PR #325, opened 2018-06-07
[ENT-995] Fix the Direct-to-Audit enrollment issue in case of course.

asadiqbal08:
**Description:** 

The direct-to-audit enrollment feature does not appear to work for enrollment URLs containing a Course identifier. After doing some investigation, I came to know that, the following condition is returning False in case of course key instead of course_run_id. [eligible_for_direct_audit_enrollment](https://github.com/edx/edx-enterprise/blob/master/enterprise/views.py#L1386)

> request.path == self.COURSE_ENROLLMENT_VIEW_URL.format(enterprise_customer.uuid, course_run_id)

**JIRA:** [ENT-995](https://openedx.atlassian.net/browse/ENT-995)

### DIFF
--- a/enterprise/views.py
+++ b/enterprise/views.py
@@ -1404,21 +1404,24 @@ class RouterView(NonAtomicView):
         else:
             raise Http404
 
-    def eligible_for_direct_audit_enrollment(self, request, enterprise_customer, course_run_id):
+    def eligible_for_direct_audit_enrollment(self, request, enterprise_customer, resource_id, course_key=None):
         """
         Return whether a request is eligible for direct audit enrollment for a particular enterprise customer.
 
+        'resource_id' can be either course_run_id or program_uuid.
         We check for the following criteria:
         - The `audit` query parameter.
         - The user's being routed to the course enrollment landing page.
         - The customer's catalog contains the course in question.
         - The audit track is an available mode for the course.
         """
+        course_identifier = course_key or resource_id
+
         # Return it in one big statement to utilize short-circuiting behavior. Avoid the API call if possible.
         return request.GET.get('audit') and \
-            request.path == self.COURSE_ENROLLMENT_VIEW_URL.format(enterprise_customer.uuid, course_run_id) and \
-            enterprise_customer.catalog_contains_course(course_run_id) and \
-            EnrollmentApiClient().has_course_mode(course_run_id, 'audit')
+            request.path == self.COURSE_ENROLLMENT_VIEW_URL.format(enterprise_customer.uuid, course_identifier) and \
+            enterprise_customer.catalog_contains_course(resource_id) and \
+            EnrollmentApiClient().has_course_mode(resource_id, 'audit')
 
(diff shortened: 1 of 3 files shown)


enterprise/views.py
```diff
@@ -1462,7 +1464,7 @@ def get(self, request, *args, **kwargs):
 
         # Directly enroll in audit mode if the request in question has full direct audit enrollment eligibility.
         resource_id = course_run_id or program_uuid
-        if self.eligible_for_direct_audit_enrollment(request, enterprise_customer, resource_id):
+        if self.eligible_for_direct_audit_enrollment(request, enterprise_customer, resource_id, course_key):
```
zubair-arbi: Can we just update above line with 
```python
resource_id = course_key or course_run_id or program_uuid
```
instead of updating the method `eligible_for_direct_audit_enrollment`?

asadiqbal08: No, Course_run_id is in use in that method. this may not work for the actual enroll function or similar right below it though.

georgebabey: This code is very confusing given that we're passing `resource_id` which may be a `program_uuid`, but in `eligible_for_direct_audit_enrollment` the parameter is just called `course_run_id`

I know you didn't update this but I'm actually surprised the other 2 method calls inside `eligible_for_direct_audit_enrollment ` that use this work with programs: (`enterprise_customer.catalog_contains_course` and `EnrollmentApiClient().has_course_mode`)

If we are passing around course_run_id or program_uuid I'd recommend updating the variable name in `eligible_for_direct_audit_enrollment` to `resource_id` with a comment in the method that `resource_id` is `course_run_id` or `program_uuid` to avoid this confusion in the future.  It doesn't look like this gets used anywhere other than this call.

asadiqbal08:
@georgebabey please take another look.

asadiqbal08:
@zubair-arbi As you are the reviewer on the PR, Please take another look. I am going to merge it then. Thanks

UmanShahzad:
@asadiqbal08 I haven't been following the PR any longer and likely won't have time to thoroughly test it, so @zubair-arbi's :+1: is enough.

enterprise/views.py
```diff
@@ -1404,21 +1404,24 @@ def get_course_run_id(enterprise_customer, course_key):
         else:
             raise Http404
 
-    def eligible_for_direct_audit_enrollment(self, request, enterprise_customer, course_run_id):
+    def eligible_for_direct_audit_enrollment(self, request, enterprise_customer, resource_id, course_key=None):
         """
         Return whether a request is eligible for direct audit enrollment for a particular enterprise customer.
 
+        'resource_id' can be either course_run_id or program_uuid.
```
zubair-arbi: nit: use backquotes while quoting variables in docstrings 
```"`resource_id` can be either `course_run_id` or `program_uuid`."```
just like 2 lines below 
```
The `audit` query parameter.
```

◇ ◇ ◇ ◇

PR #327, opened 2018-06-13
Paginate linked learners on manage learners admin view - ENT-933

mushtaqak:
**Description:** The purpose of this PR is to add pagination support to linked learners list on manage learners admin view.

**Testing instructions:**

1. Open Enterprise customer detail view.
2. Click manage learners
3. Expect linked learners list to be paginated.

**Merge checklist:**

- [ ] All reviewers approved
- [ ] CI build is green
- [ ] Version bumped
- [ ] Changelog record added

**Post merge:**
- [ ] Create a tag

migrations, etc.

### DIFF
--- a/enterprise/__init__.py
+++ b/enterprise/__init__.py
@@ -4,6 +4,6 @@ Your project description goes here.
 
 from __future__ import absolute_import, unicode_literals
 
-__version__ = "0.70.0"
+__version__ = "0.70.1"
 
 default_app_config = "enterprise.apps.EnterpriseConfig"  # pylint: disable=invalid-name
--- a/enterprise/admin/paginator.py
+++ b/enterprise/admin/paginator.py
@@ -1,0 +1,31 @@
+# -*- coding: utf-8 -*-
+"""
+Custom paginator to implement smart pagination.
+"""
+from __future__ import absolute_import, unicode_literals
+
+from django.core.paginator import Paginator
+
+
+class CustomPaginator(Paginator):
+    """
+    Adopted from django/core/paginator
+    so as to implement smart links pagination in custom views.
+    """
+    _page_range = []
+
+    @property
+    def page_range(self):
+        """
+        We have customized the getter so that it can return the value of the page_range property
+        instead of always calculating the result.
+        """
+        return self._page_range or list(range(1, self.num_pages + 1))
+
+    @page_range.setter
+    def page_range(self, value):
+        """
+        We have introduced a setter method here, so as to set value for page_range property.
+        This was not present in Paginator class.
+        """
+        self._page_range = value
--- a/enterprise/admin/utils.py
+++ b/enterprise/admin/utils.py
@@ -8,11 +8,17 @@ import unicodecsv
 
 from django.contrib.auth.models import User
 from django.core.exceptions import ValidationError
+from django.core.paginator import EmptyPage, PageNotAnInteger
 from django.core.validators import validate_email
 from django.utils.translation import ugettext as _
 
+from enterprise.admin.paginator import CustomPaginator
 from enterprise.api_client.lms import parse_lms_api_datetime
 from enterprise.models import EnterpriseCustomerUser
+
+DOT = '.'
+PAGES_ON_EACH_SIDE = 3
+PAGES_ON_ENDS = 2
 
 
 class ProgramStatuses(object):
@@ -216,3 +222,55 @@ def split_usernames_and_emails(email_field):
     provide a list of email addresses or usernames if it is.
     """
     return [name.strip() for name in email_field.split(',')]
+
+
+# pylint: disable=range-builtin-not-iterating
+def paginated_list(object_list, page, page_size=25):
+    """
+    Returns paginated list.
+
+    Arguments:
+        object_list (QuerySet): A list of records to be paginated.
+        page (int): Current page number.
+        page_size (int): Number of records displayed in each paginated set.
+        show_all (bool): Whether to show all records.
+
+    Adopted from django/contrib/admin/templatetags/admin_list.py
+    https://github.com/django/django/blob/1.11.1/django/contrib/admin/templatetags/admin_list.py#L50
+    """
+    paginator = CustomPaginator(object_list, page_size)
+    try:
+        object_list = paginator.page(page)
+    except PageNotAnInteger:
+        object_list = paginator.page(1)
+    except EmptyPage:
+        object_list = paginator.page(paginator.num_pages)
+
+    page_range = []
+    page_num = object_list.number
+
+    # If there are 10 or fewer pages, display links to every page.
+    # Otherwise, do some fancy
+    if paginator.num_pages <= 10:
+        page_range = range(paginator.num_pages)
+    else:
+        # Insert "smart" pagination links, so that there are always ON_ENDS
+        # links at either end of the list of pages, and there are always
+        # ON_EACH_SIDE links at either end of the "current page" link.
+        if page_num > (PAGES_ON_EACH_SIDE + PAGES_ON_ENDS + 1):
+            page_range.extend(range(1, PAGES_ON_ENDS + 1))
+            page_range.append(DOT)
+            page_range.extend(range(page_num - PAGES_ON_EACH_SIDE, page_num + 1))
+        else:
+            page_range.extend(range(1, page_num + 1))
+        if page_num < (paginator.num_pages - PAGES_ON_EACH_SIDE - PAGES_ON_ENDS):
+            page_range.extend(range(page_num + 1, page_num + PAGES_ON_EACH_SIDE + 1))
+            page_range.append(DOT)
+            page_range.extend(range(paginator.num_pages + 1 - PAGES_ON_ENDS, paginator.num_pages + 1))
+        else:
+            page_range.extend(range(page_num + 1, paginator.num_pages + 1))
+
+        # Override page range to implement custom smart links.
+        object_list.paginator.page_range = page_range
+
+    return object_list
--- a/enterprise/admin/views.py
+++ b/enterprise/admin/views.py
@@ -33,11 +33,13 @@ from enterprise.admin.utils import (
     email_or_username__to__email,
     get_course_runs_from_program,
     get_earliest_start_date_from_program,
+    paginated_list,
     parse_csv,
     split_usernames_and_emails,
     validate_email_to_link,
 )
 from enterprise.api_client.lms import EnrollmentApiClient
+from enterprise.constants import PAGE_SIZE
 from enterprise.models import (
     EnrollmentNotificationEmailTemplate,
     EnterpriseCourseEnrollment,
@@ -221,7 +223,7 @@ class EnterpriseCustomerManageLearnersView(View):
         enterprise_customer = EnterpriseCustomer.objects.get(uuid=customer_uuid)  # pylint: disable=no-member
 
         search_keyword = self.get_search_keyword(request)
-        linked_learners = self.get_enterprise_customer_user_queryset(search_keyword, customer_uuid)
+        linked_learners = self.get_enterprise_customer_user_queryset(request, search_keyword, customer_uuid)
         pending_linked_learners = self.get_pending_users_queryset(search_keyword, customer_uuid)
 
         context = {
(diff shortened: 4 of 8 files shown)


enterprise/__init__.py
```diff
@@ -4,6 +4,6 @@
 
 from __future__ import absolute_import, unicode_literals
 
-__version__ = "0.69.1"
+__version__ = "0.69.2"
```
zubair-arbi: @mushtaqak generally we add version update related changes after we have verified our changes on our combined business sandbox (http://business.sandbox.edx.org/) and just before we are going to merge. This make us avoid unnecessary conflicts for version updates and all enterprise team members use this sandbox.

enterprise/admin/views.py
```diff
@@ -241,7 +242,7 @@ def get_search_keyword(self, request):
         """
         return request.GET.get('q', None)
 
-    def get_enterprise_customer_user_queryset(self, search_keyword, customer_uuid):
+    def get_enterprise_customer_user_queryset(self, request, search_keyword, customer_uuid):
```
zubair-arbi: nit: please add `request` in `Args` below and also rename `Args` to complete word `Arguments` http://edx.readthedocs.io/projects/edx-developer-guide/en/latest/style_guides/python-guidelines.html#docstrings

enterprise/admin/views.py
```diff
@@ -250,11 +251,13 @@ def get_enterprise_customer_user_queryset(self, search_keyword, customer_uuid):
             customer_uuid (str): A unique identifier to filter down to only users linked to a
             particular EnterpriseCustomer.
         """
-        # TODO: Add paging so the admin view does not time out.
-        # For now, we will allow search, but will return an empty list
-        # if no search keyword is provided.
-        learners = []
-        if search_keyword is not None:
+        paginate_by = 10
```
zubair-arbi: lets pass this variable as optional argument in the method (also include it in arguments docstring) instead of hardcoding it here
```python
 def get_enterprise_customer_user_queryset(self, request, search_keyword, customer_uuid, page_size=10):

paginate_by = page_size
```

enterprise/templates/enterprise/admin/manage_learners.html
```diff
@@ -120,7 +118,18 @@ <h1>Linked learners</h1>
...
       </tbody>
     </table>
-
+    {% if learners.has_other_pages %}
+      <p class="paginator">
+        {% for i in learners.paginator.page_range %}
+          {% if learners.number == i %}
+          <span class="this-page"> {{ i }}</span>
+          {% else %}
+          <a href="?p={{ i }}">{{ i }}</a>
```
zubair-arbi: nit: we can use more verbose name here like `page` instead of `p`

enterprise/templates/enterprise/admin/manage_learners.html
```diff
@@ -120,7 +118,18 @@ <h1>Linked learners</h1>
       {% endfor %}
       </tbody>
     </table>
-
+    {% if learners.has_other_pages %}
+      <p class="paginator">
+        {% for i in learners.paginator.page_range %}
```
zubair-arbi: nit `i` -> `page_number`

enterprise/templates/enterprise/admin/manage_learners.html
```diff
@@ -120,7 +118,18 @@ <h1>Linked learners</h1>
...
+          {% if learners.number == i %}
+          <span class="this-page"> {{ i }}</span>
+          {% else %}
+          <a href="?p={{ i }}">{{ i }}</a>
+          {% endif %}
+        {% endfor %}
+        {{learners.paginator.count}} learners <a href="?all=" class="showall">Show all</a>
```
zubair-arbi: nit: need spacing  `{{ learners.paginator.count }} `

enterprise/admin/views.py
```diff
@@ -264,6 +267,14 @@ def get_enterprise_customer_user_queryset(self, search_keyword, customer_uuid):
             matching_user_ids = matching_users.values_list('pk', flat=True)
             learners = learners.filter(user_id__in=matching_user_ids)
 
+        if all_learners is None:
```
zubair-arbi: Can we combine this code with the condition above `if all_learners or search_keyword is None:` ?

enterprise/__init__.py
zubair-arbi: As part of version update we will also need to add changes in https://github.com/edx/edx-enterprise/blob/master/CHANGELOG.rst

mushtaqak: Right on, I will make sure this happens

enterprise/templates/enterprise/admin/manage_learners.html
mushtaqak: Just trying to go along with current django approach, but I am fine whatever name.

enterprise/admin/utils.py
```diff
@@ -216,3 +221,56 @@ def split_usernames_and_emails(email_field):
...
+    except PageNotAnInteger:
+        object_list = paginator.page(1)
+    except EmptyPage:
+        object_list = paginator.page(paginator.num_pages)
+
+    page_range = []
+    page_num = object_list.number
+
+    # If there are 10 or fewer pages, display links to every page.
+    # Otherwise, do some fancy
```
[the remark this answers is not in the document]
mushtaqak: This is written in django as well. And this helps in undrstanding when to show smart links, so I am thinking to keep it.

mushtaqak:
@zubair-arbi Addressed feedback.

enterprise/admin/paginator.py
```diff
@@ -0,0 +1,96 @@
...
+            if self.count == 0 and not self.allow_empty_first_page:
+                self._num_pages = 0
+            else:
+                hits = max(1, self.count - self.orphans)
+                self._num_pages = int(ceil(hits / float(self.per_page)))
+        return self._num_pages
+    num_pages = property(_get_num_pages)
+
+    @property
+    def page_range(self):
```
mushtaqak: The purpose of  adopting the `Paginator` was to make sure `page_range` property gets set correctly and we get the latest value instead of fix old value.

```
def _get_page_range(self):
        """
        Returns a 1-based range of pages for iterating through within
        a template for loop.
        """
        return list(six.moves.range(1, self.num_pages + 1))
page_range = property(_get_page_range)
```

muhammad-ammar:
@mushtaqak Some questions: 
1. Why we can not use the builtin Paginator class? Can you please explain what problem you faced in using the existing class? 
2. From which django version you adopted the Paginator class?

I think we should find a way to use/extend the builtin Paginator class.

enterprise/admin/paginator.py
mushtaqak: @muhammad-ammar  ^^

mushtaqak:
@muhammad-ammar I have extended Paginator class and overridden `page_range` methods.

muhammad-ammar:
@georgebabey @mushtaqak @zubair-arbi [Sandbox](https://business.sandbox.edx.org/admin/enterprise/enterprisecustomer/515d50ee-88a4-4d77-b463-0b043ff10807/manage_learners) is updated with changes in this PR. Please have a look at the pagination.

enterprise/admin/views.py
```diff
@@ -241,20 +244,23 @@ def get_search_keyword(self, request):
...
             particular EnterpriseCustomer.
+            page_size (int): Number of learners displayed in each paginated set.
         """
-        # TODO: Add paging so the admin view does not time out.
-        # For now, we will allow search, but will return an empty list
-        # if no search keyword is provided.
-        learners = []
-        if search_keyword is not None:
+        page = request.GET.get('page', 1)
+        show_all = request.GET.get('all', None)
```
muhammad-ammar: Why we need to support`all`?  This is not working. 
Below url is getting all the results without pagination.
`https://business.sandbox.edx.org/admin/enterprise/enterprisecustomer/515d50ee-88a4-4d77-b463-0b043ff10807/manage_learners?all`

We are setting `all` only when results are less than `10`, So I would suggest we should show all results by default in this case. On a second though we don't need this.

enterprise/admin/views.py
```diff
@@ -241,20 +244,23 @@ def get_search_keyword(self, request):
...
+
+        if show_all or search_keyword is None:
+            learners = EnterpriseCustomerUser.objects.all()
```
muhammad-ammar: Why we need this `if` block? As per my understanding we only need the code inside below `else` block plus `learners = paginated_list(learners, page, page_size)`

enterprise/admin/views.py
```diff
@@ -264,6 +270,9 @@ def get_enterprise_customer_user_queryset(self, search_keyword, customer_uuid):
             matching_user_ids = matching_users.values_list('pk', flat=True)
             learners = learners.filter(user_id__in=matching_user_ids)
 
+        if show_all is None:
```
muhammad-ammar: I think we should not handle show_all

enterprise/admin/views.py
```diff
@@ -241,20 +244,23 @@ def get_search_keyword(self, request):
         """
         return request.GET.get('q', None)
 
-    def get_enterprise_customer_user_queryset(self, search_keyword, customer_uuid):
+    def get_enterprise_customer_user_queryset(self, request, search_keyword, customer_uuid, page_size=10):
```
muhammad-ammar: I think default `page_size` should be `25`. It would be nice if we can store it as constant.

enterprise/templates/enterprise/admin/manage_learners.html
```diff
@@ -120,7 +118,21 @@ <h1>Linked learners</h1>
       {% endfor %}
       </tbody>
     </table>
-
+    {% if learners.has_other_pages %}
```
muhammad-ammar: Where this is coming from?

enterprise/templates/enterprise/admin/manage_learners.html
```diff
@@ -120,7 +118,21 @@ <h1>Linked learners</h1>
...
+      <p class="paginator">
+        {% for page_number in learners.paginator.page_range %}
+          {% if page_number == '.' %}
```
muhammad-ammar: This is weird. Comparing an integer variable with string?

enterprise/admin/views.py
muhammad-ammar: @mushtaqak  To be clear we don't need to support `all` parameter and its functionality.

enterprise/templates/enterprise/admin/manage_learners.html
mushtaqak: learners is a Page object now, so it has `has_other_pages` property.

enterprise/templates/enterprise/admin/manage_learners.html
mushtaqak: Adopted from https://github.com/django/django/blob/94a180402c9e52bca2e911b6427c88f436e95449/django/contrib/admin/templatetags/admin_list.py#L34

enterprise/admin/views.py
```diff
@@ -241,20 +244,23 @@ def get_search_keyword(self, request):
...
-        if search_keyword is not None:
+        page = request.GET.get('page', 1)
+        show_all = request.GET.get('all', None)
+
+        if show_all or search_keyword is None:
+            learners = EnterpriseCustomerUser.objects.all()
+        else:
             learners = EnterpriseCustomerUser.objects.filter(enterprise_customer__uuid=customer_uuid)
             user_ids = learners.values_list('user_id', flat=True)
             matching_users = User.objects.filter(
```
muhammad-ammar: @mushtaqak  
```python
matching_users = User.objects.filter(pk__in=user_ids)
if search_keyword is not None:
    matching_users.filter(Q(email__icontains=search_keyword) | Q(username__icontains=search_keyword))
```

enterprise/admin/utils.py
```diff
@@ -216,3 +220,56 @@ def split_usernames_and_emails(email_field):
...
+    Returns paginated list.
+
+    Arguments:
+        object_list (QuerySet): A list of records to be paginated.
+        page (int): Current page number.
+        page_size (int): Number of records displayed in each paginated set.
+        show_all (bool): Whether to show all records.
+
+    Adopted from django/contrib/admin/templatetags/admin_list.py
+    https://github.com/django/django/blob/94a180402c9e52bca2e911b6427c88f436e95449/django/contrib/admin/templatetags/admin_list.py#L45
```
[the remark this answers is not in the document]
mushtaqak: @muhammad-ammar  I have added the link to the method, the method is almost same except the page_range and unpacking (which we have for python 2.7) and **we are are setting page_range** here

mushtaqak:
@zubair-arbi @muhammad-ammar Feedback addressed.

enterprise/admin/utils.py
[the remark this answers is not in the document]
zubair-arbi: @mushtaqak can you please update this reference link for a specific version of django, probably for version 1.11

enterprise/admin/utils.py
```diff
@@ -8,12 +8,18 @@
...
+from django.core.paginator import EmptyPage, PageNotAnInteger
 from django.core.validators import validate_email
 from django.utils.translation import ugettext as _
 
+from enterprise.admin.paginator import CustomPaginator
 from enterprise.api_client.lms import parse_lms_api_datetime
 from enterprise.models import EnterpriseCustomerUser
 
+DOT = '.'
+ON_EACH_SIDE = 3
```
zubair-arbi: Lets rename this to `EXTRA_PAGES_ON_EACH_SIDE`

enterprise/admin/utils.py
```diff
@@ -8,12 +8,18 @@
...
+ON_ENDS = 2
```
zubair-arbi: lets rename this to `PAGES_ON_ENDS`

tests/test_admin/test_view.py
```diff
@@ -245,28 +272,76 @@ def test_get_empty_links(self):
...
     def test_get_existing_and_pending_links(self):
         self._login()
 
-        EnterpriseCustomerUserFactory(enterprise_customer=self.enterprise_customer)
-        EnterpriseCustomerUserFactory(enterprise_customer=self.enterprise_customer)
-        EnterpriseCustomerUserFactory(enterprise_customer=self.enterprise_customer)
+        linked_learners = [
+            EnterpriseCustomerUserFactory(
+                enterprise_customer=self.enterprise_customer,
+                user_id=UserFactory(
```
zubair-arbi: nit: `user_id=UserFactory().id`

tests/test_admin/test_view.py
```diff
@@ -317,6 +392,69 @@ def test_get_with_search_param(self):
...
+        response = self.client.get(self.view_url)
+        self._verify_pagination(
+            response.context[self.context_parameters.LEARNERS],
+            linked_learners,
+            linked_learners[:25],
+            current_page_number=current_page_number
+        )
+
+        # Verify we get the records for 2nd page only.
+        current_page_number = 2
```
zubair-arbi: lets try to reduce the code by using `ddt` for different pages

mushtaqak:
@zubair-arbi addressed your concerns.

◇ ◇ ◇ ◇

WHAT THE TASK ASKS: Using the listing above, pull out all lines that hold the word "EnrollmentApiClient".

EXPECTED ANSWER:
-            EnrollmentApiClient().has_course_mode(course_run_id, 'audit')
+            EnrollmentApiClient().has_course_mode(resource_id, 'audit')
I know you didn't update this but I'm actually surprised the other 2 method calls inside `eligible_for_direct_audit_enrollment ` that use this work with programs: (`enterprise_customer.catalog_contains_course` and `EnrollmentApiClient().has_course_mode`)
 from enterprise.api_client.lms import EnrollmentApiClient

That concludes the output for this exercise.